Data in this exercise.
Issue #1946, opened 2019-10-10
Add tablet meta checkpoint mechanism


yiguolei:
Currently, there are 3 operations during add a new rowset:
1. add rowset meta to meta store.
2. add rowset to tablet meta in memory.
3. save tablet meta to meta store.
4. remove rowset meta from meta store since it is already in tablet meta.
The operation "save tablet meta"  is a very heavy operation and it will occupy a lot of bandwidth in ECON [decouple compute and storage] mode.  
If BE could do tablet meta checkpoint periodly and step 1 and 2 is useful. And there will be only one operation to meta store. It will improve lot of performance in ECON mode.

PR #4061, opened 2020-07-09
[Bug]Support get all rowset meta info in memory from tablet meta url

caiconghui:
This PR is to fix bug that we cannot get the newest tablet meta info from tablet meta url.

### DIFF
--- a/be/src/http/action/meta_action.cpp
+++ b/be/src/http/action/meta_action.cpp
@@ -60,13 +60,11 @@ Status MetaAction::_handle_header(HttpRequest* req, std::string* json_meta) {
         LOG(WARNING) << "no tablet for tablet_id:" << tablet_id << " schema hash:" << schema_hash;
         return Status::InternalError("no tablet exist");
     }
-    OLAPStatus s =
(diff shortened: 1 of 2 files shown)


caiconghui:
for #4061

be/src/http/action/meta_action.cpp
```diff
@@ -60,13 +60,11 @@ Status MetaAction::_handle_header(HttpRequest* req, std::string* json_meta) {
         LOG(WARNING) << "no tablet for tablet_id:" << tablet_id << " schema hash:" << schema_hash;
         return Status::InternalError("no tablet exist");
     }
-    OLAPStatus s =
-            TabletMetaManager::get_json_meta(tablet->data_dir(), tablet_id, schema_hash, json_meta);
```
morningman, line 64: Why are some rowset meta not in rocksdb but only in memory?
Is this part of rowset meta not effective?

caiconghui: this problem is introduced by #1946 , tablet will do meta checkpoint periodly

chaoyli (approved):

morningman (approved):
LGTM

What you will do. The records above must be printed again in full, exactly as written.

Reply to the exercise.
Issue #1946, opened 2019-10-10
Add tablet meta checkpoint mechanism


yiguolei:
Currently, there are 3 operations during add a new rowset:
1. add rowset meta to meta store.
2. add rowset to tablet meta in memory.
3. save tablet meta to meta store.
4. remove rowset meta from meta store since it is already in tablet meta.
The operation "save tablet meta"  is a very heavy operation and it will occupy a lot of bandwidth in ECON [decouple compute and storage] mode.  
If BE could do tablet meta checkpoint periodly and step 1 and 2 is useful. And there will be only one operation to meta store. It will improve lot of performance in ECON mode.

PR #4061, opened 2020-07-09
[Bug]Support get all rowset meta info in memory from tablet meta url

caiconghui:
This PR is to fix bug that we cannot get the newest tablet meta info from tablet meta url.

### DIFF
--- a/be/src/http/action/meta_action.cpp
+++ b/be/src/http/action/meta_action.cpp
@@ -60,13 +60,11 @@ Status MetaAction::_handle_header(HttpRequest* req, std::string* json_meta) {
         LOG(WARNING) << "no tablet for tablet_id:" << tablet_id << " schema hash:" << schema_hash;
         return Status::InternalError("no tablet exist");
     }
-    OLAPStatus s =
(diff shortened: 1 of 2 files shown)


caiconghui:
for #4061

be/src/http/action/meta_action.cpp
```diff
@@ -60,13 +60,11 @@ Status MetaAction::_handle_header(HttpRequest* req, std::string* json_meta) {
         LOG(WARNING) << "no tablet for tablet_id:" << tablet_id << " schema hash:" << schema_hash;
         return Status::InternalError("no tablet exist");
     }
-    OLAPStatus s =
-            TabletMetaManager::get_json_meta(tablet->data_dir(), tablet_id, schema_hash, json_meta);
```
morningman, line 64: Why are some rowset meta not in rocksdb but only in memory?
Is this part of rowset meta not effective?

caiconghui: this problem is introduced by #1946 , tablet will do meta checkpoint periodly

chaoyli (approved):

morningman (approved):
LGTM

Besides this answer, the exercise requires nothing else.